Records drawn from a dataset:
BEGIN

Issue #1119, opened 2025-09-16
Fix contract integration test TLS key


kevindeforth:
### Background

We currently use a constant hard-coded tls key in our [integration tests](https://github.com/near/mpc/blob/5f3d0deecf8135a2d3c4102de923b599fdf9e6b8/libs/chain-signatures/contract/tests/common.rs#L83).

With #1109 in mind, we would prefer to have unique TLS keys for each participant.

### User Story

As a developer, I want broad test coverage.

### Acceptance Criteria

Generate a random TLS key for each participant.

DSharifi:
Closed by https://github.com/near/mpc/pull/1120

Issue #1118, opened 2025-09-16
investigate `clean_tee_status`


kevindeforth:
### Background

The contract [method `clean_tee_status`](https://github.com/near/mpc/blob/5bac07e013f3a1e6a373bc706f313aecbfce81d9/libs/chain-signatures/contract/src/lib.rs#L1189)  is [called](https://github.com/near/mpc/blob/5bac07e013f3a1e6a373bc706f313aecbfce81d9/libs/chain-signatures/contract/src/lib.rs#L930) at the end of a resharing. We currently [attach 3 Tgas](https://github.com/near/mpc/blob/5bac07e013f3a1e6a373bc706f313aecbfce81d9/libs/chain-signatures/contract/src/lib.rs#L75) to the call.
If there are more than 3 attestations to remove from the state, the cleanup call has failed in the integration test.
The`clean_tee_status` endpoint is private, in order to avoid an attack vector, where a new participant could be stopped from joining by repeatedly calling this endpoint.

One possible solution could be to allow existing participants to call `clean_tee_status`. If a participant mis-behaves and maliciously calls it, they could be removed from the network through a resharing (by kicking them out).

### User Story

Balance the need for lean contract state with opening a potential DOS attack vector.

### Acceptance Criteria

Implement a fix for the described problem, or reason why it is not relevant.

gilcu3:
related to #1461

Issue #1109, opened 2025-09-15
mock attestations should include TLS key (and also node account key)


kevindeforth:
### Background

It would be helpful for testing if constrained mock attestations would include the TLS key
https://github.com/near/mpc/blob/5f62f1c11517eee8d9883fe0fed798e5e6a75a66/crates/attestation/src/attestation.rs#L91

### User Story

As a developer, I want test capailities

### Acceptance Criteria

Mock attestation with constraints must include a TLS key.

netrome:
Sure, makes sense. Keeping this around but marking it as low priority as it's not clear what the testing gap is (i.e. which particular tests would we like to add?)

netrome:
Setting as P4

PR #1120, opened 2025-09-16
chore: index nodes by account id & TLS key in TEE State

### LINKED ISSUE #1084: Migration Service:  TEE Attestations must be indexed by p2p keys in the contract
### Background

For the migration service, the contract must allow the same node operator (`AccountId`) to store multiple TEE attestations. Instead of using `AccountId` as a unique identifier in [`TEEState`](https://github.com/near/mpc/blob/2d0a7f62835da102bc21db0adb9bbf74c6b88afd/libs/chain-signatures/contract/src/tee/tee_state.rs#L29), Attestations shall be stored with respect to the TLS key.

### User Story

As a node operator, I would like to migrate my node to a new machine without interrupting the network.

### Acceptance Criteria

An `AccountId` can have multiple TEE attestations, as long as they are for different TLS keys.

_No response_

kevindeforth:
Resolves #1084, #1119 and #1145

Introduces `NodeUid` as a unique identifier for participants nodes.
```rust
pub struct NodeUid {
    /// Operator account
    pub account_id: AccountId,
    /// TLS public key
    pub tls_public_key: PublicKey,
}
```

Reasonable assumptions about the network state are:

1. Each node operator is uniquely identified by their `AccountId` (existing assumption).
2. A node operator may only have one participating node at any point in time (enforced by the `Participants` struct).
3. A node operator may have multiple nodes submitting an attestation to the contract (enabled by this PR);
4. Each node is uniquely identified by their `tls_public_key` (not really enforceable on the contract).

Note that the following give probabilistic guarantees for point 4, if nodes run inside TEEs:
- a new node must generate a new TLS key upon startup;
- the TLS key is measured and included in the attestation.

Uncovered issues:
- https://github.com/near/mpc/issues/1118
- https://github.com/near/mpc/issues/1109
- https://github.com/near/mpc/issues/1144

### DIFF
--- a/crates/contract/src/lib.rs
+++ b/crates/contract/src/lib.rs
@@ -50,7 +50,7 @@ use primitives::{
 use state::{running::RunningContractState, ProtocolContractState};
 use tee::{
     proposal::MpcDockerImageHash,
-    tee_state::{NodeUid, TeeValidationResult},
+    tee_state::{NodeId, TeeValidationResult},
 };
 
 /// Gas required for a sign request
@@ -739,7 +739,7 @@ impl VersionedMpcContract {
 
         // Add the participant information to the contract state
         let is_new_attestation = mpc_contract.tee_state.add_participant(
-            NodeUid {
+            NodeId {
                 account_id: account_id.clone(),
                 tls_public_key,
             },
@@ -1116,7 +1116,7 @@ impl VersionedMpcContract {
     /// Returns all accounts that have TEE attestations stored in the contract.
     /// Note: This includes both current protocol participants and accounts that may have
     /// submitted TEE information but are not currently part of the active participant set.
-    pub fn get_tee_accounts(&self) -> Vec<NodeUid> {
+    pub fn get_tee_accounts(&self) -> Vec<NodeId> {
         log!("get_tee_accounts: signer={}", env::signer_account_id());
         match self {
             Self::V2(contract) => contract.tee_state.get_tee_accounts(),
--- a/crates/contract/src/lib.rs
+++ b/crates/contract/src/lib.rs
@@ -738,7 +738,7 @@ impl VersionedMpcContract {
         }
 
         // Add the participant information to the contract state
-        mpc_contract.tee_state.add_participant(
+        let is_new_attestation = mpc_contract.tee_state.add_participant(
             NodeUid {
                 account_id: account_id.clone(),
                 tls_public_key,
@@ -748,7 +748,7 @@ impl VersionedMpcContract {
 
         // Both participants and non-participants can propose. Non-participants must pay for the
         // storage they use; participants do not.
-        if self.voter_account().is_err() {
+        if self.voter_account().is_err() || is_new_attestation {
             let storage_used = env::storage_usage() - initial_storage;
             let cost = env::storage_byte_cost().saturating_mul(storage_used as u128);
             let attached = env::attached_deposit();
--- a/crates/contract/src/lib.rs
+++ b/crates/contract/src/lib.rs
@@ -48,7 +48,10 @@ use primitives::{
     thresholds::{Threshold, ThresholdParameters},
 };
 use state::{running::RunningContractState, ProtocolContractState};
-use tee::{proposal::MpcDockerImageHash, tee_state::TeeValidationResult};
+use tee::{
+    proposal::MpcDockerImageHash,
+    tee_state::{NodeUid, TeeValidationResult},
+};
 
 /// Gas required for a sign request
 const GAS_FOR_SIGN_CALL: Gas = Gas::from_tgas(15);
@@ -725,7 +728,7 @@ impl VersionedMpcContract {
             .tee_state
             .verify_proposed_participant_attestation(
                 &proposed_participant_attestation,
-                tls_public_key,
+                tls_public_key.clone(),
                 mpc_contract.config.tee_upgrade_deadline_duration_blocks,
             );
 
@@ -735,9 +738,13 @@ impl VersionedMpcContract {
         }
 
         // Add the participant information to the contract state
-        mpc_contract
-            .tee_state
-            .add_participant(account_id.clone(), proposed_participant_attestation);
+        mpc_contract.tee_state.add_participant(
+            NodeUid {
+                account_id: account_id.clone(),
+                tls_public_key,
+            },
+            proposed_participant_attestation,
+        );
 
         // Both participants and non-participants can propose. Non-participants must pay for the
         // storage they use; participants do not.
@@ -1109,7 +1116,7 @@ impl VersionedMpcContract {
     /// Returns all accounts that have TEE attestations stored in the contract.
     /// Note: This includes both current protocol participants and accounts that may have
     /// submitted TEE information but are not currently part of the active participant set.
-    pub fn get_tee_accounts(&self) -> Vec<AccountId> {
+    pub fn get_tee_accounts(&self) -> Vec<NodeUid> {
         log!("get_tee_accounts: signer={}", env::signer_account_id());
         match self {
             Self::V2(contract) => contract.tee_state.get_tee_accounts(),
--- a/crates/contract/src/lib.rs
+++ b/crates/contract/src/lib.rs
@@ -1184,7 +1184,7 @@ impl VersionedMpcContract {
                     contract.protocol_state = ProtocolContractState::Resharing(resharing);
                 }
 
-                Ok(false)
+                Ok(true)
             }
         }
     }
--- a/crates/contract/src/primitives/participants.rs
+++ b/crates/contract/src/primitives/participants.rs
@@ -1,6 +1,10 @@
 use crate::errors::{Error, InvalidCandidateSet, InvalidParameters};
+
 use near_sdk::{near, AccountId, PublicKey};
 use std::{collections::BTreeSet, fmt::Display};
+
+#[cfg(any(test, feature = "test-utils"))]
+use crate::tee::tee_state::NodeUid;
 
 pub mod hpke {
     pub type PublicKey = [u8; 32];
@@ -198,6 +202,16 @@ impl Participants {
             }
         }
         Err(crate::errors::InvalidState::NotParticipant.into())
+    }
+
+    pub fn get_node_uids(&self) -> BTreeSet<NodeUid> {
+        self.participants()
+            .iter()
+            .map(|(account_id, _, p_info)| NodeUid {
+                account_id: account_id.clone(),
+                tls_public_key: p_info.sign_pk.clone(),
+            })
+            .collect()
     }
 }
 
--- a/crates/contract/src/primitives/participants.rs
+++ b/crates/contract/src/primitives/participants.rs
@@ -4,7 +4,7 @@ use near_sdk::{near, AccountId, PublicKey};
 use std::{collections::BTreeSet, fmt::Display};
 
 #[cfg(any(test, feature = "test-utils"))]
-use crate::tee::tee_state::NodeUid;
+use crate::tee::tee_state::NodeId;
 
 pub mod hpke {
     pub type PublicKey = [u8; 32];
@@ -204,10 +204,10 @@ impl Participants {
         Err(crate::errors::InvalidState::NotParticipant.into())
     }
 
-    pub fn get_node_uids(&self) -> BTreeSet<NodeUid> {
+    pub fn get_node_ids(&self) -> BTreeSet<NodeId> {
         self.participants()
             .iter()
-            .map(|(account_id, _, p_info)| NodeUid {
+            .map(|(account_id, _, p_info)| NodeId {
                 account_id: account_id.clone(),
                 tls_public_key: p_info.sign_pk.clone(),
             })
--- a/crates/contract/src/primitives/participants.rs
+++ b/crates/contract/src/primitives/participants.rs
@@ -130,6 +130,12 @@ impl Participants {
             participants,
         }
     }
+    pub fn info(&self, account_id: &AccountId) -> Option<&ParticipantInfo> {
+        self.participants
+            .iter()
+            .find(|(a_id, _, _)| a_id == account_id)
+            .map(|(_, _, info)| info)
+    }
 }
 
 #[cfg(any(test, feature = "test-utils"))]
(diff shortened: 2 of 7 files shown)


libs/chain-signatures/contract/src/primitives/participants.rs
```diff
@@ -200,6 +203,16 @@ impl Participants {
...
+
+    pub fn get_node_uids(&self) -> BTreeSet<NodeUid> {
+        self.participants()
+            .iter()
+            .map(|(account_id, _, p_info)| NodeUid {
+                account_id: account_id.clone(),
+                tls_public_key: p_info.sign_pk.clone(),
+            })
+            .collect()
+    }
```
DSharifi, line 215: We don't "need" to have this test utility in the source code as part of a `test-utils` feature. Nothing here relies on private attributes or methods.

So we can define this impl extension or as a function in our test utilties, for example in `common.rs`.

libs/chain-signatures/contract/src/tee/tee_state.rs
```diff
@@ -14,6 +14,15 @@ use mpc_primitives::hash::LauncherDockerComposeHash;
 use near_sdk::{env, near, store::IterableMap, AccountId, PublicKey};
 use std::collections::HashSet;
 
+#[near(serializers=[borsh, json])]
+#[derive(Debug, Eq, Ord, PartialEq, PartialOrd, Clone, Hash)]
+pub struct NodeUid {
```
DSharifi, line 19: Struct makes sense. But I do wonder if it's confusing to call this `NodeUid` if it's only an unique identifier only in the context of TEE attestation.

libs/chain-signatures/contract/src/tee/tee_state.rs
```diff
@@ -73,19 +82,19 @@ impl TeeState {
     /// Verifies the TEE quote and Docker image
     pub(crate) fn verify_tee_participant(
         &mut self,
-        account_id: &AccountId,
-        tls_public_key: PublicKey,
```
DSharifi, line 77: nice

libs/chain-signatures/contract/src/lib.rs
```diff
@@ -735,9 +738,13 @@ impl VersionedMpcContract {
...
-        mpc_contract
-            .tee_state
-            .add_participant(account_id.clone(), proposed_participant_attestation);
+        mpc_contract.tee_state.add_participant(
+            NodeUid {
+                account_id: account_id.clone(),
+                tls_public_key,
+            },
+            proposed_participant_attestation,
+        );
```
DSharifi, line 747: Doesn't this open an attack vector where nodes that are participants can flood the contract with large attestations?

Previously the node would only accept one attestation.

libs/chain-signatures/contract/tests/common.rs
```diff
@@ -674,3 +685,34 @@ pub async fn submit_participant_info(
...
+    };
+    Ok(running_state.parameters.participants().clone())
+}
+
+pub async fn submit_tee_attestations(
+    contract: &Contract,
+    env_accounts: &mut [Account],
+    node_uids: &BTreeSet<NodeUid>,
+) -> anyhow::Result<()> {
+    env_accounts.sort_by(|a, b| a.id().cmp(b.id()));
```
DSharifi, line 708: I'd appreciate avoiding variable names like `a` and `b`

libs/chain-signatures/contract/tests/tee.rs
```diff
@@ -333,37 +332,31 @@ async fn test_clean_tee_status_denies_external_account_access() -> Result<()> {
...
+    let additional_uids = additional_participants.get_node_uids();
+    submit_tee_attestations(&contract, &mut additional_accounts, &additional_uids).await?;
 
     // Verify we have TEE data for all accounts before cleanup
     let tee_participants_before = get_tee_accounts(&contract).await?;
     assert_eq!(
-        tee_participants_before.len(),
-        accounts.len() + additional_accounts.len()
+        tee_participants_before,
+        &additional_uids | &participant_uids
```
DSharifi, line 359: Is this a union of the two sets?

libs/chain-signatures/contract/tests/integration_tee_cleanup_after_resharing.rs
```diff
@@ -111,84 +156,55 @@ async fn test_tee_cleanup_after_full_resharing_flow() -> Result<()> {
...
-            .max_gas()
-            .transact()
-            .await?,
-    );
-
-    // Wait for threshold participants to vote for resharing (2 out of 3)
-    // The transition should happen after 2 votes when threshold is reached
-    for account in initial_accounts.iter().take(2) {
+    for domain_id in domain_ids {
+        // Use hardcoded key event ID for test simplicity
```
DSharifi, line 164: stale comment?
```suggestion
        // Use hardcoded key event ID for test simplicity
```

libs/chain-signatures/contract/tests/integration_tee_cleanup_after_resharing.rs
```diff
@@ -29,73 +34,113 @@ use test_utils::attestation::p2p_tls_key;
...
+    let final_participants = assert_running_return_participants(&contract)
+        .await
+        .expect("Expected contract to be in Running state after resharing.");
+
+    // Get current participants to compare
+    let final_participants_node_uids = final_participants.get_node_uids();
+    // Verify only the new participants remain
+    assert_eq!(final_participants_node_uids, expected_tee_post_resharing);
+    // Verify TEE participants are properly cleaned up
+    time::sleep(Duration::from_secs(1)).await;
```
DSharifi, line 126: Relying on a sleep/time for synchronization will cause flakiness.

I assume the test must have also previously already needed it? But I don't see any sleeps from before?

libs/chain-signatures/contract/src/tee/tee_state.rs
netrome: This should be a relatively universal identifier for the node afaik. But I'd also question how important the `U` is in this context as opposed to just calling it `NodeId`.

libs/chain-signatures/contract/tests/common.rs
netrome, line 708: Naming aside, this can be simplified:

```suggestion
    env_accounts.sort_by_key(Account::id)
```

netrome (approved):
Looks good to me. Nice stuff!

libs/chain-signatures/contract/tests/expired_attestation.rs
```diff
@@ -81,168 +21,107 @@ impl TestSetup {
...
-    );
-    // Before clean_tee_status() cleanup, we still have old TEE accounts
-    assert_eq!(setup.contract.get_tee_accounts().len(), PARTICIPANT_COUNT);
-}
-
-/// **Unit test for TEE cleanup of non-participants** - Tests that `clean_tee_status()` removes
-/// TEE accounts for accounts that are no longer in the participant list.
-/// This simulates cleanup after participant removal (e.g., post-resharing).
-#[test]
-fn test_clean_tee_status_removes_non_participants() {
```
kevindeforth, line 182: Can be removed, this is almost a duplicate of the one in `tee.rs`
https://github.com/near/mpc/blob/95649d0982a98942d6249e4d7efaf0758d0155b4/libs/chain-signatures/contract/tests/tee.rs#L335

DSharifi (changes requested):
The tests in `expired_attestation.rs` need to be kept. They are not the same as the one in `tee.rs`

The one in `tee.rs`  tests that the `[private]` attribute is set, I.E. only the contract can call the methods.

The tests in `expired_attestation.rs` were just added today. They test the flow of cleanups after resharing work as a result of resharing through expired attestations.

CC: @Patrick1904  as he has more context as author of these tests

pbeza:
> CC: @Patrick1904 as he has more context as author of these tests

@DSharifi my GitHub username is @pbeza. :)

> The tests in `expired_attestation.rs` need to be kept. They are not the same as the one in `tee.rs`
>
> The one in `tee.rs` tests that the `[private]` attribute is set, I.E. only the contract can call the methods.
>
> The tests in `expired_attestation.rs` were just added today. They test the flow of cleanups after resharing work as a result of resharing through expired attestations.

I agree with @DSharifi. From my perspective, these are two different tests covering TEE cleanup from different angles, as Daniel described, so I’d keep both. I don’t have the full context on why we want to drop one of them—just because they look similar?

kevindeforth:
> The tests in `expired_attestation.rs` need to be kept. They are not the same as the one in `tee.rs`

We keep this one:
```rust
/// **Integration test for participant kickout after expiration** - Tests expired attestation removal. This test demonstrates the complete kickout mechanism using direct contract calls:
/// 1. Initialize contract with 3 secp256k1 participants in Running state at time T=1s
/// 2. Submit valid attestations for first 2 participants at time T=1s
/// 3. Submit expiring attestation for 3rd participant with expiry at time T+10s
/// 4. Fast-forward blockchain time to T+20s using VMContextBuilder
/// 5. Call verify_tee() which detects expired attestation and returns false
/// 6. Contract automatically transitions from Running to Resharing state
/// 7. Start resharing instance and have valid participants vote for completion
/// 8. Contract transitions back to Running state with filtered participant set (2 participants)
/// 9. Verify final state: 2 participants in Running state but 3 TEE accounts remain (cleanup tested separately)
``` 
 https://github.com/near/mpc/blob/95649d0982a98942d6249e4d7efaf0758d0155b4/libs/chain-signatures/contract/tests/expired_attestation.rs#L85
 
 But we remove 
 ```rust
/// **Unit test for TEE cleanup of non-participants** - Tests that `clean_tee_status()` removes
/// TEE accounts for accounts that are no longer in the participant list.
/// This simulates cleanup after participant removal (e.g., post-resharing).
```
https://github.com/near/mpc/blob/95649d0982a98942d6249e4d7efaf0758d0155b4/libs/chain-signatures/contract/tests/expired_attestation.rs#L182

which tests the same thing as 
 ```rust
/// **TEE cleanup functionality** - Tests that the clean_tee_status contract method works correctly when called by the contract itself.
/// Unlike the access control test above, this demonstrates the positive case: the contract can successfully clean up
/// TEE data for accounts that are no longer participants. Uses the test method to populate initial TEE state.
```
https://github.com/near/mpc/blob/95649d0982a98942d6249e4d7efaf0758d0155b4/libs/chain-signatures/contract/tests/tee.rs#L335



> 
> The one in `tee.rs` tests that the `[private]` attribute is set, I.E. only the contract can call the methods.

yes, but that is a different test to the one we are discussing and irrelevant for this PR.
```rust
/// **Access control validation** - Tests that external accounts cannot call the private clean_tee_status contract method.
/// This verifies the security boundary: only the contract itself should be able to perform internal cleanup operations.
```
https://github.com/near/mpc/blob/95649d0982a98942d6249e4d7efaf0758d0155b4/libs/chain-signatures/contract/tests/tee.rs#L303


> The tests in `expired_attestation.rs` were just added today. They test the flow of cleanups after resharing work as a result of resharing through expired attestations.

Not exactly. The tests in `expired_attesation.rs` test that the contract enters a resharing state if `verify_tee` is called while an existing participant has an expired attestation. The mechanism you are describing is tested in `integration_tee_cleanup_after_resharing.rs`

pbeza:
OK, I re-read the implementation of both:

- https://github.com/near/mpc/blob/95649d0982a98942d6249e4d7efaf0758d0155b4/libs/chain-signatures/contract/tests/expired_attestation.rs#L182
- https://github.com/near/mpc/blob/95649d0982a98942d6249e4d7efaf0758d0155b4/libs/chain-signatures/contract/tests/tee.rs#L335

These tests are quite similar conceptually (with some minor differences, like the number of participants and checking that [only the contract can call the `clean_tee_status` method](https://github.com/near/mpc/blob/95649d0982a98942d6249e4d7efaf0758d0155b4/libs/chain-signatures/contract/tests/tee.rs#L369-L375)), but they use different test primitives (`VMContext` vs sandbox), which is already enough reason for me to keep both.  

I’m not sure I follow why there’s so much insistence on removing one of them (sorry, I haven’t spent too much time looking into the context of this PR yet), but from my perspective `test_clean_tee_status_removes_non_participants` is probably less important than `test_participant_kickout_after_expiration`. So if you want to drop that one, I won’t oppose too strongly.

BTW: I think this discussion might never have started if I hadn’t followed [this suggestion](https://github.com/near/mpc/pull/1099#discussion_r2354662273), where I refactored [a single test](https://github.com/near/mpc/blob/68a67ccbb6ba00a356bbab891ff4eb1ea06cb42a/libs/chain-signatures/contract/tests/expired_attestation.rs#L22-L147) into two separate ones—one of which now looks very similar to the one in `tee.rs`.  :P

libs/chain-signatures/contract/tests/expired_attestation.rs
```diff
@@ -81,168 +21,107 @@ impl TestSetup {
...
-    testing_env!(VMContextBuilder::new()
-        .block_timestamp(INITIAL_TIMESTAMP_NANOS)
-        .attached_deposit(NearToken::from_near(1))
-        .build());
-    let domain_id = DomainId::default();
 
-    let mut setup = TestSetup::new(PARTICIPANT_COUNT, THRESHOLD);
-
-    assert_eq!(setup.contract.get_tee_accounts().len(), 0);
+    let (worker, contract, env_accounts, _) = init_env_secp256k1(1).await;
```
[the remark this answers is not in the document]
kevindeforth: Closing this in favor of keeping the `VmContext` framework.
@netrome and I agree that it would be better to either move the existing tests closer to the code they test and there is no reason to have them as integration tests, this is beyond the scope of this PR.
In the interest of moving things along, we "fixed" the unit tests for this PR and opened https://github.com/near/mpc/issues/1144 as a follow-up.

libs/chain-signatures/contract/src/lib.rs
```diff
@@ -1184,7 +1184,7 @@ impl VersionedMpcContract {
                     contract.protocol_state = ProtocolContractState::Resharing(resharing);
                 }
 
-                Ok(false)
+                Ok(true)
```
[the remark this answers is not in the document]
DSharifi: I mean that the return value will never be observed by the node who is responsible for calling this method. So the return value doesn't serve any purpose.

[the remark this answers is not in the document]
kevindeforth: > I mean that the return value will never be observed by the node who is responsible for calling this method. So the return value doesn't serve any purpose.

Hmm, IMO, the fact that the node doesn't track the transaction outcome does not invalidate that our methods return values. They can still be inspected in our testing frameworks and are observable through manual inspection on Nearblocks 

But I do think that it would be much desired for our nodes to track return values as well.

DSharifi (approved):

libs/chain-signatures/contract/tests/expired_attestation.rs
pbeza: Discussed offline: https://nearone.slack.com/archives/C0912BTG51T/p1758033418475589.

END

TO DO:
Go through the entries above and count the lines containing the string "VersionedMpcContract". Give only that number.

RESULT OF THE EXERCISE:
10